[[ DATASET CONTENT open ]]
Issue #262, opened 2021-12-17
fix: let users change gas limit when withdrawing native tokens


mds1:
We currently hardcode a 21000 gas limit, which means you can't withdraw to contracts that have a fallback function that does something, e.g. gnosis safes

thelostone-mc:
Would this be simply adding a new field on the withdraw section to allow users them to override 21000 gas limit ?

mds1:
First I'll explain how you would tackle this issue as described, then I'll describe what I think we should do instead:

------------------------

### Original issue intent 

Yep so in `Umbra.ts` (part of the umbra-js library) I don't think any changes will be needed — @thelostone-mc the part you linked to shows that if a gas limit override is specified it will be used. However, the frontend calls this withdraw method in `AccountReceiveTable.vue` [here](https://github.com/ScopeLift/umbra-protocol/blob/ae0c8901e2826bad502a20429b52c0feadf82608/frontend/src/components/AccountReceiveTable.vue#L503) and you can see no gas limit is passed in.

So to resolve this issue the way it's described:
1. In the image below, we need a gas limit field to the right to the gas price field
2. Update the line linked above to pass in the user specified gas limit

<img src="https://user-images.githubusercontent.com/17163988/149950619-27b03ea6-39c0-4baa-a3c4-1b48a0f6dbc6.png" width=400 />

------------------------

### New Idea

Instead of asking the user to specify a gas limit to support withdrawing to contracts with fallback functions, we should just estimate the gas limit required based on the address specified. 

This should be pretty simple to do with some changes to `AccountReceiveTable.vue`:

1. Once a `destinationAddress` is entered, call `provider.value.estimateGas({ to: destinationAddress, from: stealthAddress, gasPrice: 0, value })` which returns the gas limit needed
2. Default to using the returned gas limit instead of 21000, and use that to compute how much ETH to withdraw

@apbendi let me know what you think—this new approach should be better UX for users because it continues to hide the gas limit while providing the functionality we need

apbendi:
@mds1 it seems reasonable to me, my only question is around reliability. We've definitely seen plenty of cases of estimateGas being flaky over the years, and fallback addresses seem to be one of the things that cause trouble. That said I think it's worth implementing to see how it works. It's certainly better UX then making the user set it themselves.

mds1:
[...]

PR #285, opened 2022-01-28
fix: auto detect gaslimit on withdraw

thelostone-mc:
#### Description 

`withdrawal` function has been updated and when invoked
-  if `overrides.gasLimit` is passed ->  that value is used
-  else it will try to fetch the gasLimit via `estimateGas`
- and if any error occurs -> will default to `2100` 

#### Refs 

fixes : https://github.com/ScopeLift/umbra-protocol/issues/262

#### Testing 

- locally tested with debugger statements
- Additonally set the default gasLimit to 2500 and executed the withdraw -> and the gas limit was set to 21000 (by the estimateGas` function
https://polygonscan.com/tx/0x2c64a01853ad85e4e5df74d2a03bdbf8ffb269100c6cd5a05a8c46e873dac4db

### DIFF
--- a/frontend/src/components/AccountReceiveTableWithdrawConfirmation.vue
+++ b/frontend/src/components/AccountReceiveTableWithdrawConfirmation.vue
@@ -106,7 +106,7 @@
 import { computed, defineComponent, onMounted, PropType, ref } from '@vue/composition-api';
 import { UserAnnouncement } from '@umbra/umbra-js';
 import { FeeEstimate } from 'components/models';
-import { formatAddress } from 'src/utils/address';
+import { formatAddress, toAddress } from 'src/utils/address';
 import { BigNumber, formatUnits } from 'src/utils/ethers';
 import { getEtherscanUrl, getGasPrice, round, roundTokenAmount } from 'src/utils/utils';
 import useWalletStore from 'src/store/wallet';
@@ -207,9 +207,8 @@ export default defineComponent({
 
     onMounted(async () => {
       if (isNativeToken) {
-
         gasLimit.value = (await provider.value?.estimateGas({
-          to: props.destinationAddress,
+          to: toAddress(props.destinationAddress, provider.value),
           from: props.activeAnnouncement.receiver,
           value: amount,
           gasPrice: 0,
--- a/frontend/src/components/AccountReceiveTableWithdrawConfirmation.vue
+++ b/frontend/src/components/AccountReceiveTableWithdrawConfirmation.vue
@@ -176,6 +176,8 @@ export default defineComponent({
 
     // Get initial fee on component mount. If native token, calculate gas cost of a transfer, otherwise use the provided relayer fee
     const fee = ref<BigNumber | string>('0'); // default to a fee of zero
+    const gasLimit = ref<BigNumber>(BigNumber.from('21000')); // default to a 21k gaslimit
+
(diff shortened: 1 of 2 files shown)


umbra-js/src/classes/Umbra.ts
```diff
@@ -231,8 +231,23 @@ export class Umbra {
       // Withdraw ETH
       // Based on gas price, compute how much ETH to transfer to avoid dust
       const ethBalance = await this.provider.getBalance(stealthWallet.address); // stealthWallet.address is our stealthAddress
+
+      // Estimate gas limit if not provided
```
mds1, line 235: One thing we also want to add is a check, probably during setup of `AccountReceiveTableWithdrawConfirmation.vue`, that runs the same `estimateGas` call and updates the fee amount show to the user. Currently if I withdraw to e.g. [0x6851D6fDFAfD08c0295C392436245E5bc78B0185](https://rinkeby.etherscan.io/address/0x6851d6fdfafd08c0295c392436245e5bc78b0185#code), which is a random gnosis safe I found on rinkeby, then the send method here correctly uses the right gas limit, but the estimated fee shown to the user is incorrect.

My suggestion would be to keep the current logic in this file as a fallback, but our frontend should also call `estimateGas`, show the appropriate fee, and pass in the gas limit override to this `withdraw` method

mds1 (commented):
lgtm once conflict is resolved. I don't have permission to push to your branch (there should be a checkbox in the PR you can enable), but the conflict fix should be this:

```typescript
const gasPrice = network.value?.chainId === 1 ? await tryGetGasPrice() : await provider.value?.getGasPrice(); // use blocknative on mainnet, the node elsewhere
const ethFee = gasLimit.value.mul(gasPrice as BigNumber);
```

after conflict fix + @apbendi QA testing we can merge!

thelostone-mc:
@mds1 doneeee

apbendi (changes requested):
Hey @thelostone-mc, thanks for the contribution! The core fix seems to be working, however, when I test a withdrawal on Polygon using ENS, I get the following error when it attempts to estimate gas:

Screen Shot 2022-02-03 at 5 33 31 PM

This error does not occur with the currently deployed version.

mds1:
@apbendi When exactly are you seeing that? I tried to reproduce but using `msolomon.eth` as the recipient works for me on polygon locally—I was able to get to the MM confirmation then rejected the transaction. Maybe try re-installing packages as a sanity check? (though the version number there looks correct...)

apbendi:
@mds1 I did fresh install to be sure and I'm still seeing the issue. See below:

umbra-polygon-ens-fail

mds1:
Ah whoops I was looking at the send page, not receive page 🤦

Either way, just pushed a fix—let me know if that works!

apbendi (approved):
It works! 👍

frontend/src/components/AccountReceiveTableWithdrawConfirmation.vue
```diff
@@ -207,9 +207,8 @@ export default defineComponent({
 
     onMounted(async () => {
       if (isNativeToken) {
-
         gasLimit.value = (await provider.value?.estimateGas({
-          to: props.destinationAddress,
+          to: toAddress(props.destinationAddress, provider.value),
```
thelostone-mc, line 211: Oh nice catch here! Derp can't believe i missed that
Sorry about that @apbendi

thelostone-mc:
Ah thanks for pushing that in @mds1  <3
[[ DATASET CONTENT closed ]]
WORK INSTRUCTION:
What lines above contain the string "import"? Copy all of them.

YOUR SOLUTION:
 import { computed, defineComponent, onMounted, PropType, ref } from '@vue/composition-api';
 import { UserAnnouncement } from '@umbra/umbra-js';
 import { FeeEstimate } from 'components/models';
-import { formatAddress } from 'src/utils/address';
+import { formatAddress, toAddress } from 'src/utils/address';
 import { BigNumber, formatUnits } from 'src/utils/ethers';
 import { getEtherscanUrl, getGasPrice, round, roundTokenAmount } from 'src/utils/utils';
 import useWalletStore from 'src/store/wallet';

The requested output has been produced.